Stored items:
PR #546, opened 2017-04-07
round storage folder size to the nearest 256MB

avahowell:


plugins/Hosting/js/sagas/saga.js
```diff
@@ -68,6 +68,14 @@ function *addFolder(action) {
 	}
 }
 
+// bytesToStorageGB converts a number of bytes to a valid size of storage, in
+// GB rounded to the nearest 256MB, as a BigNumber.
+const bytesToStorageGB = (bytes) => {
+	const remainder = bytes % 256e8
+	const roundedBytes = bytes + 256e8 - remainder
```
lukechampine: @DavidVorick I believe it's 256MiB, not 256MB, right?

DavidVorick: Yes, MiB.

DavidVorick:
Best to round down, not to nearest.

avahowell:
this is tested and ready to merge now

plugins/Hosting/js/sagas/saga.js
```diff
@@ -52,14 +52,25 @@ function *announceHost(action) {
 	}
 }
 
+// bytesToStorage converts a BigNumber of GB to a valid size of storage, in
+// bytes, rounded to the nearest 256MiB (64 * SectorSize).
+const bytesToStorageBytes = (bytes) => {
+	const roundedBytes = bytes.minus(bytes.modulo(2.6843546e8))
+	if (roundedBytes.isNegative()) {
+		return '0'
+	}
```
lukechampine, line 61: is it even possible for this to be negative if `bytes > 0`?

plugins/Hosting/js/sagas/saga.js
```diff
@@ -52,14 +52,25 @@ function *announceHost(action) {
 	}
 }
 
+// bytesToStorage converts a BigNumber of GB to a valid size of storage, in
+// bytes, rounded to the nearest 256MiB (64 * SectorSize).
+const bytesToStorageBytes = (bytes) => {
+	const roundedBytes = bytes.minus(bytes.modulo(2.6843546e8))
```
lukechampine, line 58: kind of a weird number. Might as well just write out `268435456` or `64 * 4194304`

plugins/Hosting/js/sagas/saga.js
avahowell: it turns out that it is not possible for this to be negative, since the UI enforces a minimum size of 35GB in the dialogs. I wanted to program this as defensively as possible, though.

plugins/Hosting/js/sagas/saga.js
avahowell: It's also an option to pull the `SectorSize` from the API and figure out the math that way, which would be more robust. Perhaps overkill, though (and it would require changing this function to a promise or an `async` function, since the API request would be asynchronous)

PR #547, opened 2017-04-07
add init from seed to uninitialized wallet screen

avahowell:
This PR adds the ability for users to initialize their wallet from a seed, on the uninitialized wallet screen
sia1
sia2
sia3
sia4


DavidVorick:
If you init from seed, do you need a password, or are you setting a password?

avahowell:
You can optionally provide a password (I tried to show that behavior in the screenshots) using the checkbox

DavidVorick:
Ah. Text should be 'Desired Password'

avahowell:
/init/seed can take a long time, this needs longer timeouts and some status feedback. Working on that now

avahowell:
Should be ready now

lukechampine:
Looks good but perhaps could use some more description. Users should understand that init-from-seed has to scan the whole blockchain, so it's slow and requires you to be synced.

avahowell:
updated with some text: 
sia1

PR #478, opened 2018-12-16
3.next - Template renderer

markstory:
I'd like to start updating bake to use Command classes. Before I can do that I need a way to render templates outside of a task. I've kept BakeTemplateTask around as I suspect there are userland tasks that require it.

I'm hoping to do a 3.x compatible release of bake that includes commands. I don't know if I'll be able to convert all of bake to commands without needing to bump a major version as there could potentially be userland tasks that are extending our tasks :cry:


markstory:
Going to close this and apply this work to 4.x. This would be a reasonably high risk change and there isn't a ton of value in doing two breaking changes close together.

PR #480, opened 2018-12-17
4.x maintainence

ADmad:


ADmad:
Do we need to run the test suite for all the dbs? Bake does do db relations introspection but for that just running testsuite on mysql and pgsql should suffice. We can drop the sqlite jobs.

markstory:
Sqlite is nice as it gives a way to clone the repo and run tests with no configuration changes required. We could remove it though as it does result in a bunch of skipped tests.

Issue #485, opened 2018-12-21
Bake 1.9.1 with CakePHP 3.7 generates deprecated code


challgren:
When running `bin/cake bake model <modelName>` the Table class that is generated builds a `validationDefault` with deprecated calls `allowEmpty` and `notEmpty`

```
/**
     * Default validation rules.
     *
     * @param \Cake\Validation\Validator $validator Validator instance.
     * @return \Cake\Validation\Validator
     */
    public function validationDefault(Validator $validator)
    {
        $validator
            ->integer('id')
            ->allowEmpty('id', 'create');

        $validator
            ->scalar('name')
            ->maxLength('name', 255)
            ->requirePresence('name', 'create')
            ->notEmpty('name');

        $validator
            ->boolean('active')
            ->allowEmpty('active');

        $validator
            ->integer('energy_audit_count')
            ->allowEmpty('energy_audit_count');

        return $validator;
    }
```

markstory:
Closing as a pull request is open now.

PR #486, opened 2018-12-21
Remove use of deprecated notEmpty/allowEmpty validator methods.

ADmad:
Refs #485.

### DIFF
--- a/src/Shell/Task/ModelTask.php
+++ b/src/Shell/Task/ModelTask.php
@@ -759,12 +759,12 @@ class ModelTask extends BakeTask
 
         if (in_array($fieldName, $primaryKey)) {
             $validation['allowEmpty'] = [
-                'rule' => 'allowEmpty' . $this->getEmptyMethodType($fieldName, $metaData),
+                'rule' => $this->getAllowEmptyMethod($fieldName, $metaData),
                 'args' => ["'create'"],
             ];
         } elseif ($metaData['null'] === true) {
             $validation['allowEmpty'] = [
-                'rule' => 'allowEmpty' . $this->getEmptyMethodType($fieldName, $metaData),
+                'rule' => $this->getAllowEmptyMethod($fieldName, $metaData),
                 'args' => [],
             ];
         } else {
@@ -772,9 +772,9 @@ class ModelTask extends BakeTask
                 'rule' => 'requirePresence',
                 'args' => ["'create'"],
             ];
-            $validation['notEmpty'] = [
-                'rule' => 'notEmpty' . $this->getEmptyMethodType($fieldName, $metaData),
-                'args' => [],
+            $validation['allowEmpty'] = [
+                'rule' => $this->getAllowEmptyMethod($fieldName, $metaData),
+                'args' => ['false'],
             ];
         }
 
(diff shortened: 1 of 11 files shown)


tests/comparisons/Model/testBakeTableValidation.php
```diff
@@ -44,32 +44,33 @@ public function validationDefault(Validator $validator)
...
             ->requirePresence('name', 'create')
-            ->notEmpty('name')
-            ->maxLength('name', 100, 'Name must be shorter than 100 characters.');
+            ->notEmptyString('name');
 
         $validator
             ->nonNegativeInteger('count')
             ->requirePresence('count', 'create')
-            ->notEmpty('count');
+            ->notEmptyString('count');
```
dereuromark: string for ints is a bit weird.
can we use ...Scalar here etc?

markstory: From what I remember the thinking was that POST data from forms is always strings.

src/Shell/Task/ModelTask.php
```diff
@@ -781,6 +793,34 @@ public function fieldValidation($schema, $fieldName, array $metaData, $primaryKe
...
+            case 'datetime':
+            case 'timestamp':
+                return 'DateTime';
+        }
+
+        if (preg_match('/file|image/', $fieldName)) {
+            return 'File';
+        }
+
+        return 'String';
```
dereuromark: The alternative would be to use normal "camelBacked" (string, dateTime) and ufcirst() the result as suffix.
This way the "type" return here is true. But no big deal either way.

tests/comparisons/Model/testBakeTableValidation.php
dereuromark: But we know that this is not true for this validation process. Marshalled data in general can also come from webservice, and other endpoints, as such they sure can be in a nonstring format already.

ADmad: Yes data from webservices can be in non string format but if a value of valid type is set for a non string field then it is non empty anyway and "not empty" check will pass as expected.

Taking the example of an integer field only way to indicate empty value is passing `null` or empty string for it, which is covered by using `notEmptyString()`. (All `notEmpty*` methods treat `null` as empty as expected).

dereuromark: I didnt mean null, but but the actual value (int, float, ..).
So for me scalar still sounds more correct than string.
We might have to patch the core here.

ADmad: Bake can be updated if/when core is updated. For now this is good to go.

src/Shell/Task/ModelTask.php
```diff
@@ -766,6 +757,27 @@ public function fieldValidation($schema, $fieldName, array $metaData, $primaryKe
...
+                'rule' => 'allowEmpty' . $this->getEmptyMethodType($fieldName, $metaData),
+                'args' => [],
+            ];
+        } else {
+            $validation['requirePresence'] = [
+                'rule' => 'requirePresence',
+                'args' => ["'create'"],
+            ];
+            $validation['notEmpty'] = [
+                'rule' => 'notEmpty' . $this->getEmptyMethodType($fieldName, $metaData),
```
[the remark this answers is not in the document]
ADmad: Woops, don't know how I missed that.

ADmad:
@markstory I have fixed the method calls.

**Requirement**
The answer must consist of every line from the records above that holds "calls".

**Solution**
When running `bin/cake bake model <modelName>` the Table class that is generated builds a `validationDefault` with deprecated calls `allowEmpty` and `notEmpty`
@markstory I have fixed the method calls.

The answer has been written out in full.